= EXERCISE OBJECTIVE =
Which of the lines below include the word "UserAccessRequestHistory"? Pull each one out.

= Saved data entries =
*** Block opens ***

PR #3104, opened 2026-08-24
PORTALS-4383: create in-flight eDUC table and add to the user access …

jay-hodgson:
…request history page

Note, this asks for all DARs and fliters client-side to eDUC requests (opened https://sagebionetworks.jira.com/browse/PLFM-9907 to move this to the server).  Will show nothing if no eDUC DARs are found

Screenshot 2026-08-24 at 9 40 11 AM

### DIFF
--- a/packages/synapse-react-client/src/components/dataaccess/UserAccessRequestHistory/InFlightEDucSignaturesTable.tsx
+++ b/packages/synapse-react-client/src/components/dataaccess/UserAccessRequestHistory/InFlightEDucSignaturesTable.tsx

*** Block closes ***

= TASK OUTPUT =
--- a/packages/synapse-react-client/src/components/dataaccess/UserAccessRequestHistory/InFlightEDucSignaturesTable.tsx
+++ b/packages/synapse-react-client/src/components/dataaccess/UserAccessRequestHistory/InFlightEDucSignaturesTable.tsx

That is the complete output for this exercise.